This paper was written with the belief that most companies, large or small, can benefit from (at the very least) an understanding of data architecture, if not a full-blown, robust, implementation of an architecture which has been designed and customized expressly for their business model and information needs.
By better understanding what is entailed in designing and delivering data architecture, companies can decide how much formalism they need, and choose, cafeteria-style, which aspects of data architecture they want to implement. They will also be better prepared to know what they really want and need in a data architect.
Jan Popkin, the CEO of Popkin Software, having been asked at a conference to define Enterprise Architecture, was afterwards inspired to contemplate the issue:
As I thought more about this, I realized that if I had asked nine other people attending this speech to define enterprise architecture, I would have gotten nine different answers. Object-oriented developers would talk about how enterprise architectures can horizontally link class libraries. Another programmer might define it as code construction. A software architect would describe blueprints for their existing IT data and systems. Enterprise [data] architects would delve into areas such as business goals, corporate metadata, relational databases or Web services.
These definitions illustrate that people define enterprise architecture through the narrow context of their job, not from the enterprise level. Thus, they lack a key element of enterprise architecture: how information technology supports the business goals and mission. 
The second motivation stems from many casual conversations with friends and acquaintances. I have often been asked what “data architecture” is, and I realized that
- It is not something that can be easily captured in a sound bite, and
- The ignorance of the discipline seems to be widespread, even (as I have observed, and Mr. Popkin alludes) among Information System professionals
These realizations sparked in me a curiosity as to why this should be. After all, every system that does something non-trivial must deal with the care and feeding of live databases. Everyone who has ever participated in serious IT projects has encountered data flow diagrams, and relational databases. All significant IT initiatives have struggled with issues of data integrity and data quality.

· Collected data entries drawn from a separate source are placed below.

PR #193, opened 2023-06-08
Dpr determine areas including carers on adass

MarionJHolloway:
# Description
This is the first step in the new pipeline which estimates whether adass survey data includes carers and calculates a percentage of service users (only) who employ staff. 

This process involved creating a lot of new variables which were similar but subtly different. When reviewing PR can you please check these are clear and easy to understand.

# How to test
Outputs will be slightly different to previous figures, but are currently very similar.
All tests are passing.
Data has been downloaded, inspected and looks accurate.

# Developer checklist
- [ ] Unit test
- [ ] Linked to Trello ticket


tests/unit/test_determine_areas_including_carers_on_adass.py
```diff
@@ -0,0 +1,329 @@
...
+from pyspark.sql import SparkSession
+from pyspark.sql.types import (
+    StructType,
+    StructField,
+    StringType,
+    IntegerType,
+    FloatType,
+)
+
+from utils.prepare_direct_payments_utils.determine_areas_including_carers_on_adass import (
```
garypolzin, line 13: for consistency with other jobs can you change to

`import utils.prepare_direct_payments_utils.determine_areas_including_carers_on_adass as job`

then later on you'd call the function `job.determine_areas_including_carers_on_adass`
saves the long list of functions too!

tests/unit/test_determine_areas_including_carers_on_adass.py
```diff
@@ -0,0 +1,274 @@
...
+                StructField(DP.IMD_SCORE, FloatType(), True),
+                StructField(DP.DPRS_ADASS, FloatType(), True),
+                StructField(DP.DPRS_EMPLOYING_STAFF_ADASS, FloatType(), True),
+            ]
+        )
+        df = self.spark.createDataFrame(rows, schema=test_schema)
+        output_df = job.determine_areas_including_carers_on_adass(df)
+        output_df_list = output_df.sort(DP.LA_AREA).collect()
+
+        self.assertEqual(
```
garypolzin, line 290: I've had issues with loads of decimal places previously and came across this approach

`self.assertAlmostEquals(output_df_list[0][DP.PROPORTION_OF_SERVICE_USERS_EMPLOYING_STAFF], 0.5001596, places=5)`

garypolzin: places then cuts both numbers at the same number of dp and compares them

utils/prepare_direct_payments_utils/determine_areas_including_carers_on_adass.py
```diff
@@ -0,0 +1,146 @@
+import pyspark.sql.functions as F
+from pyspark.sql import DataFrame
+
+from utils.prepare_direct_payments_utils.direct_payments_column_names import (
+    DirectPaymentColumnNames as DP,
+)
+
+MOST_RECENT_YEAR = 2021
+CARERS_EMPLOYING_PERCENTAGE = 0.0063872289536592
```
garypolzin, line 9: might be worth adding a comment for CARERS_EMPLOYING_PERCENTAGE
where does it come from and do we intend to use this one number forever?

tests/unit/test_determine_areas_including_carers_on_adass.py
```diff
@@ -0,0 +1,274 @@
...
+    DirectPaymentColumnNames as DP,
+)
+
+
+class TestDetermineAreasIncludingCarers(unittest.TestCase):
+    def setUp(self):
+        self.spark = SparkSession.builder.appName("test_areas_including_carers").getOrCreate()
+
+        warnings.simplefilter("ignore", ResourceWarning)
+
```
garypolzin, line 26: I've started adding a test_main function to check row length (it's also quite handy for running that one test (with/without a show function) to check the whole job runs ok without running all the individual tests each time

MarionJHolloway: Sounds good, this isn't the full job, so I've created a similar test for this step and then when the job is finished, I can add something like this to the whole job.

Any company that has tried to make a commercial ERP or CRM package work with their existing data has discovered the “square peg/round hole” phenomenon. And anyone who has ever built (or attempted to build) a data warehouse has experienced first hand the difficulties accompanying the task of integrating data from several different sources. ETL often degenerates into a brute-force effort to load the data, and once it has been loaded, cross your fingers and hope that it all plays nicely together in the warehouse.
Why, then, is data architecture so under-utilized and under-evangelized? I theorize that it is because
- It is not exciting like some of the bleeding-edge technologies that IT professionals encounter
- It is highly abstract
- It has no sexy user interface
- It has not enjoyed much favor among technical publishers
- It hasn’t made anyone a millionaire like some of the flash-in-the-pan internet technologies did
Although I knew it wouldn’t make me a millionaire, I decided to take the plunge and rectify these inequities. I can’t make data architecture sexy, and I haven’t found a cool graphical interface, but perhaps I can make it exciting (or at the very least, interesting).
And perhaps I can make it less abstract by breaking it down by the deliverables and artifacts which emanate from the process of creating data architecture. If I discuss the benefits of data architecture in terms of the value it can provide for a company (real dollars!) it is sure to pique your interest, right? Maybe you will get excited after all!
A fundamental proposition of this paper is that data architecture is a good thing for all companies, and an absolute necessity for some. But I understand that a robust implementation is an expensive proposition so I don’t want to insist that it makes sense for all companies.
For many large companies it will bring a tremendous payback. The return on investment will be dramatically evident.
But for many medium or small-sized companies, it might make more sense to remediate their data environment, using some of the principles of stewardship and semantic clarity, rather than investing large sums of money on architects, software tools, and a massive effort to overhaul their basic infrastructure.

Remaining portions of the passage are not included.